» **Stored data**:
+===+
PR #1562, opened 2023-01-13
[fixed] No materials on next map

### LINKED ISSUE #1344: No resupplies when starting a new match

Gingerbeard5773:
## Status

- **READY**

## Description
Resolves #1344 & closes PR #1526

This PR decisively fixes the bug where players would spawn on next map without receiving their materials.

Why did the bug occur?
When going next map, players would be auto-balanced, and will change teams. Changing a player's team causes the player to request a new spawn. This kills their blob and spawns a new one. However, players receive their spawn mats before the second spawn happens, and they end up dropping their materials when they die.

TLDR: Players changing teams on next map causes them to drop their mats.

## Steps to Test or Reproduce

a) Go onto a dedicated server.
b) Spawn at least 3 bots with ``!bot``. You will probably need moderator/rcon access to use the chat command.
c) Keep going next map. If you are testing *without* the applied fix you will notice that you will receive no mats every time you switch teams by auto balance. Otherwise, with the applied fix you will receive mats as usual.

### DIFF
--- a/Rules/CTF/Scripts/CTF.as
+++ b/Rules/CTF/Scripts/CTF.as
@@ -184,6 +184,8 @@ shared class CTFSpawns : RespawnSystem
 
 		if (info is null) { warn("CTF LOGIC: Couldn't get player info ( in bool canSpawnPlayer(PlayerInfo@ p_info) ) "); return false; }
 
+		if (getGameTime() < 15) { return false; } //allow time for team balancing
+
 		if (force) { return true; }
 
 		return info.can_spawn_time <= 0;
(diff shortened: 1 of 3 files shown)


AsuMagic:
.. That explains things :)

Why does the team swap logic kick in *after* that players have spawned? Could we reliably trigger it earlier without the game time check hack?

Gingerbeard5773:
Its caused due to script priority in the gamemode config. DefaultBalanceTeams.as is triggered after CTF.as. I tried reordering scripts but it didn't work. The whole system is really sensitive and I didnt want to risk causing more bugs, which is why I ended up with a hack.

AsuMagic (approved):
:(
+===+
» **Exercise instructions**:
Return all of the data word for word.

» **Exercise response**:
PR #1562, opened 2023-01-13
[fixed] No materials on next map

### LINKED ISSUE #1344: No resupplies when starting a new match

Gingerbeard5773:
## Status

- **READY**

## Description
Resolves #1344 & closes PR #1526

This PR decisively fixes the bug where players would spawn on next map without receiving their materials.

Why did the bug occur?
When going next map, players would be auto-balanced, and will change teams. Changing a player's team causes the player to request a new spawn. This kills their blob and spawns a new one. However, players receive their spawn mats before the second spawn happens, and they end up dropping their materials when they die.

TLDR: Players changing teams on next map causes them to drop their mats.

## Steps to Test or Reproduce

a) Go onto a dedicated server.
b) Spawn at least 3 bots with ``!bot``. You will probably need moderator/rcon access to use the chat command.
c) Keep going next map. If you are testing *without* the applied fix you will notice that you will receive no mats every time you switch teams by auto balance. Otherwise, with the applied fix you will receive mats as usual.

### DIFF
--- a/Rules/CTF/Scripts/CTF.as
+++ b/Rules/CTF/Scripts/CTF.as
@@ -184,6 +184,8 @@ shared class CTFSpawns : RespawnSystem
 
 		if (info is null) { warn("CTF LOGIC: Couldn't get player info ( in bool canSpawnPlayer(PlayerInfo@ p_info) ) "); return false; }
 
+		if (getGameTime() < 15) { return false; } //allow time for team balancing
+
 		if (force) { return true; }
 
 		return info.can_spawn_time <= 0;
(diff shortened: 1 of 3 files shown)


AsuMagic:
.. That explains things :)

Why does the team swap logic kick in *after* that players have spawned? Could we reliably trigger it earlier without the game time check hack?

Gingerbeard5773:
Its caused due to script priority in the gamemode config. DefaultBalanceTeams.as is triggered after CTF.as. I tried reordering scripts but it didn't work. The whole system is really sensitive and I didnt want to risk causing more bugs, which is why I ended up with a hack.

AsuMagic (approved):
:(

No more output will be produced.